The Domestic and Family Violence Death Review Unit (DFVDRU) is situated within the Coroners Court of Queensland and is responsible for providing specialist advice and assistance to Coroners in their investigations of domestic and family violence (DFV) and child protection related deaths, as well as secretariat support to the DFVDRAB, and other death prevention initiatives. Death review processes are a key part of a whole of system response to DFV, and the strength of Queensland's current approach within the Coroners Court of Queensland (CCQ) was recognised by the Women's Safety and Justice Taskforce in its first report, which extensively referenced relevant coronial findings, as well as the findings and recommendations of the independent multidisciplinary DFV Death Review and Advisory Board (the Board).
The independent Domestic and Family Violence Death Review and Advisory Board (DFVDRAB) is established under the Coroners Act 2003 to undertake systemic reviews of domestic and family violence related homicides and suicides to identify opportunities for policy, system and practice change and to develop recommendations to inform more effective death prevention strategies that aim to reduce the incidence of these deaths. The Women's Safety and justice Taskforce recently noted that coronial findings and the multi-disciplinary expertise of the Board have contributed to a 'wealth of information about how domestic and family violence is being responded to across the service system and, importantly, where there are deficits that need to be addressed' but there were missed opportunities for government to 'effect meaningful improvement across the system in response to identified issues.

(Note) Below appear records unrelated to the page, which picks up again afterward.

Issue #91, opened 2024-09-10
Difference from standard dynamic obstacles implementations


annasoligo:
Hi, Thanks for the implementation!

I've noticed the DynamicObstacles implementations differs from the standard Minigrid versions found in e.g. MiniGrid Farama.

In the Farama implementation an agent takes an action towards a ball and this causes a termination, but obstacles will not spawn on agents.
It seems in Navix, agents that take an action that would place them on a ball remain in the same place without registering a ball hit event, but terminations occur when balls move onto the agent. (The former arises from `record_walk_into` not registering ball hits, and the latter from `_can_spawn_there` recording a ball hit).

Was this an intentional difference?

epignatelli:
Hi @annasoligo, thank you very much for raising this!

Could you explain exactly the differences between the two, such that we can draw an action plan?
A reproducible example would be a terrific help, to make sure the bug remains fixed in future versions.

annasoligo:
Hi @epignatelli, 
I noticed this when visualising some evaluations and noticing that the agent would repeatedly take actions that would cause them to step onto the ball, but their grid poition remains the same and the episode does not terminate. I can't provide a particularly useful example as I use a custom observation wrapper and visualisation code, but I can identify where the two implementations differ in the code! 

In the Farama implementation if an agent takes an action to step onto an obstacle the episode is terminated (this is implemented in lines 161-167 of the [dynamic_obstacles.py](https://github.com/Farama-Foundation/Minigrid/blob/master/minigrid/envs/dynamicobstacles.py) file). In the Navix implementation in actions `record_walk_into` is called, but this only considers Goal, Wall and Lava collisions and does not record ball hits.

Wrt balls spawning on agents, the Farama implementation updates ball locations using the [place_obj](https://github.com/Farama-Foundation/Minigrid/blob/715394f7b635b103287fd83c8df3f0ecb86b2535/minigrid/minigrid_env.py#L313) function, which only places objects in empty grid positions (ie not on the agent). The Navix implementation (`update_balls` function) moves the balls and records ball hits when the new position is the agents current position.

At the moment I've fixed this locally by:
Updating record_walk_into in the EventsManager to record_ball_hit if the entity is a ball.
Changing update_balls and can_spawn there in the transitions file to only move the ball to empty squares, and to not override any ball hit events that just occurred from moving the agent. 
Its quite a hacked together fix at the moment but happy to clean it up and share.

annasoligo:
[...]

PR #170, opened 2026-08-31
Redesign EventsManager to support multiple simultaneous events per step

### LINKED ISSUE #139: Redesign events to support multiple simultaneous events per step
Part of #134.

## Problem

`EventsManager` currently stores one `Event` per event-type as a single scalar field (`goal_reached`, `ball_hit`, `wall_hit`, etc.), replaced wholesale each step. This is structurally why bugs like the ball-hit issue (#91, fixed ad-hoc in PR #125 - walking into a ball wasn't recorded because something else had already claimed/overwritten the relevant slot that step) happen: the design can't represent two different events occurring in the same step.

## Prior unfinished work

An unmerged branch, `refactor-events` (June 2024, WIP - old code left commented out mid-refactor, not finished), already explored the right direction: redesigning `EventsManager.events` as `Dict[Tuple[EntityType, EventType], Event]`, with each `Event`'s fields broadcast to match the relevant entity's batch shape (via a new `Event.empty_like(entity)` constructor), rather than one scalar `Event` per type. This lets multiple simultaneous events (different types, or the same type across different entities) coexist without clobbering each other.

Under the Coroners Act 2003, Coroners are responsible for investigating reportable deaths that occur in Queensland. This investigation seeks to determine the identity of the deceased person, when and where they died, how they died and the medical cause of death. Where an inquest is held the Coroner may make recommendations about public health and safety or the administration of justice aimed at preventing similar deaths from occurring in the future. Applicants are advised that the work of the Coroners Court of Queensland will expose employees to disturbing material including offending behaviours, criminal activity and other explicit, distressing or offensive content. Employees may be required to engage with persons who have and may continue to experience distressing circumstances and/or are involved with the coronial system.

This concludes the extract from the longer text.